### Task requirements:
Within the records below, how many lines hold the word "just"? Only the number should be returned.

[Stored items]
☆ ☆ ☆ ☆

PR #1659, opened 2022-06-22
Add stratum server peer management

NullSoldier:
## Summary

This adds a new StratumPeers system, which tracks bad clients and bans them. It also manages ban timers, and punishment timers. This also ports the old badClients concept into a shadow ban, which is needed because we don't reject peers with bad versions yet.

## Testing Plan
Run pool, and connect with malicious client.

## Breaking Change

```
[ ] Yes
[x] No
```

### DIFF
--- a/ironfish/src/mining/stratum/stratumPeers.ts
+++ b/ironfish/src/mining/stratum/stratumPeers.ts
@@ -1,0 +1,158 @@
+/* This Source Code Form is subject to the terms of the Mozilla Public
+ * License, v. 2.0. If a copy of the MPL was not distributed with this
+ * file, You can obtain one at https://mozilla.org/MPL/2.0/. */
+
+import net from 'net'
+import { Event } from '../../event'
+import { Config } from '../../fileStores/config'
+import { createRootLogger, Logger } from '../../logger'
+import { SetTimeoutToken } from '../../utils'
+import { StratumServerClient } from './stratumServerClient'
+
+const TWO_HOURS_MS = 2 * 60 * 60 * 1000
+const PEERS_TICK_MS = 10000
+
+export class StratumPeers {
+  readonly logger: Logger
+  readonly maxConnectionsByIp: number
+
+  readonly onBanned = new Event<[StratumServerClient]>()
+
+  banCount = 0
+
+  protected readonly connectionsByIp: Map<string, number> = new Map()
+  protected readonly bannedByIp: Map<string, number> = new Map()
+  protected readonly scoreByIp: Map<string, number> = new Map()
+  protected readonly shadowBans: Set<number> = new Set()
+  protected eventLoopTimeout: SetTimeoutToken | null = null
+
+  constructor(options: { maxConnectionsPerIp?: number; config: Config; logger?: Logger }) {
+    this.logger = options.logger ?? createRootLogger()
+
+    this.maxConnectionsByIp =
+      options.maxConnectionsPerIp ?? options.config.get('poolMaxConnectionsPerIp')
+  }
+
+  start(): void {
+    this.eventLoop()
+  }
+
+  stop(): void {
+    if (this.eventLoopTimeout) {
+      clearTimeout(this.eventLoopTimeout)
+    }
+  }
+
+  punish(client: StratumServerClient, reason?: string, amount = 1): void {
+    if (this.isBanned(client.socket)) {
+      return
+    }
+
+    let banScore = this.scoreByIp.get(client.remoteAddress) ?? 0
+    banScore += amount
+
+    if (banScore < 10) {
+      this.scoreByIp.set(client.remoteAddress, banScore)
+      return
+    }
+
+    this.ban(client, reason)
+    this.scoreByIp.delete(client.remoteAddress)
+  }
+
+  shadowBan(client: StratumServerClient): void {
+    this.shadowBans.add(client.id)
+  }
+
+  ban(client: StratumServerClient, reason = 'unknown', until?: number): void {
+    const existing = this.bannedByIp.get(client.remoteAddress) ?? 0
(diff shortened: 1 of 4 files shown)


ironfish/src/mining/stratum/stratumServer.ts
```diff
@@ -171,36 +165,28 @@ export class StratumServer {
           const body = await YupUtils.tryValidate(MiningSubscribeSchema, header.result.body)
 
           if (body.error) {
-            this.addBadClient(client)
-            continue
-            // throw new ClientMessageMalformedError(client, body.error, header.result.method)
+            this.peers.ban(client)
```
mat-if, line 168: This introduces an interesting edge-case. Let's say we implement some change, including a version bump. If it leads to a validation failure, we will ban them for the max amount, since this occurs before the version check below this, which only bans for 15 minutes. Same edge case exists for the ban on L157.

ironfish/src/mining/stratum/stratumPeers.ts
```diff
@@ -0,0 +1,158 @@
...
+    if (score > 0) {
+      this.scoreByIp.set(remoteAddress, score)
+    } else {
+      this.scoreByIp.delete(remoteAddress)
+    }
+  }
+
+  eventLoop(): void {
+    for (const remoteAddress of this.scoreByIp.keys()) {
+      this.unpunish(remoteAddress)
```
mat-if, line 153: Should we include a similar check to remove expired bans? I think we're missing a mechanism to prune the ban list currently.

ironfish/src/mining/stratum/stratumPeers.ts
```diff
@@ -0,0 +1,158 @@
...
+    if (banScore < 10) {
+      this.scoreByIp.set(client.remoteAddress, banScore)
+      return
+    }
+
+    this.ban(client, reason)
+    this.scoreByIp.delete(client.remoteAddress)
+  }
+
+  shadowBan(client: StratumServerClient): void {
```
mat-if, line 63: This PR removes all occurrences of actually shadowbanning anyone. Do we intend on bringing back the functionality of a shadowban?

ironfish/src/mining/stratum/stratumPeers.ts
```diff
@@ -0,0 +1,158 @@
...
+const TWO_HOURS_MS = 2 * 60 * 60 * 1000
+const PEERS_TICK_MS = 10000
+
+export class StratumPeers {
+  readonly logger: Logger
+  readonly maxConnectionsByIp: number
+
+  readonly onBanned = new Event<[StratumServerClient]>()
+
+  banCount = 0
```
mat-if, line 21: This is very much a preference nit, so up to you, but I think a getter is probably a little less prone to bugs. If we prune the expired bans, we can just do a real simple `this.bannedByIp.size`

ironfish/src/mining/stratum/stratumServer.ts
```diff
@@ -23,28 +23,30 @@ import {
   StratumMessage,
   StratumMessageSchema,
 } from './messages'
+import { StratumPeers } from './stratumPeers'
 import { StratumServerClient } from './stratumServerClient'
-import { STRATUM_VERSION_PROTOCOL_MIN } from './version'
+import { STRATUM_VERSION_PROTOCOL, STRATUM_VERSION_PROTOCOL_MIN } from './version'
+
+const FIFTEEN_MINUTES = 15 * 60 * 1000
```
mat-if, line 30: Very nit, so up to you, but I dig the `_MS` suffix for clarity on the consts in the other file.

ironfish/src/mining/stratum/stratumPeers.ts
NullSoldier: It could be expensive, I think you need a priority queue to do it efficiently. I could just do it inefficiently though.

ironfish/src/mining/stratum/stratumPeers.ts
NullSoldier: I think we only ever intend to shadow ban based on version now, and otherwise outright ban them. That should be ok. What do you think?

ironfish/src/mining/stratum/stratumPeers.ts
NullSoldier: This a count of bans, not people banned.

ironfish/src/mining/stratum/stratumServer.ts
NullSoldier: Fixed

ironfish/src/mining/stratum/stratumServer.ts
```diff
@@ -127,26 +127,19 @@ export class StratumServer {
...
   getClientCount(): number {
-    let count = 0
-    for (const client of this.clients.keys()) {
-      if (this.badClients.has(client)) {
-        continue
-      }
-      count += 1
-    }
-    return count
+    return this.clients.size
```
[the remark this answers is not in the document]
NullSoldier: Fixed comment

ironfish/src/mining/stratum/stratumServer.ts
NullSoldier: I think that's an edge case with the handshake message. The developer needs to make all changes to the handshake message subscribe backwards compatible.

ironfish/src/mining/stratum/stratumPeers.ts
NullSoldier: Oh I see, some how the shadow ban call got lost in a rebase.

mat-if (approved):

ironfish/src/mining/stratum/stratumPeers.ts
NullSoldier: I have an idea for this I'll do it another PR.

PR #1668, opened 2022-06-23
Replaced match with if else

hamza-siddiq:
## Summary
Since we're checking for true false values here, the if else statement makes more sense

## Testing Plan
None needed

## Breaking Change
```
[ ] Yes
[✓ ] No
```
graffiti: ironfishup

### DIFF
--- a/ironfish-rust/src/test_util.rs
+++ b/ironfish-rust/src/test_util.rs
@@ -20,9 +20,10 @@ pub(crate) fn make_fake_witness(note: &Note) -> Witness {
 
     let mut witness_auth_path = vec![];
     for _ in 0..TREE_DEPTH {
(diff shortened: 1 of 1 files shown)


NullSoldier:
First, we welcome external contributions and are happy that you are contributing to the project. However, this is a frivolous change, and frivolous changes don't come without a cost.

This doesn't change any behavior, it only introduces stylistic change to match your preference without offering any explanation as to why it's a good idea. You also don't offer any guidance on how other developers should follow this pattern, if indeed it's a better pattern to follow. What if someone comes through and decides they ternaries, and changes to their preference? What should we do then?

That is not to say that I don't welcome cleanups, but this "cleanup" has no substance, or explanation, if that's even what it's to be called. I'm closing this PR.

☆ ☆ ☆ ☆

### Task answer:
2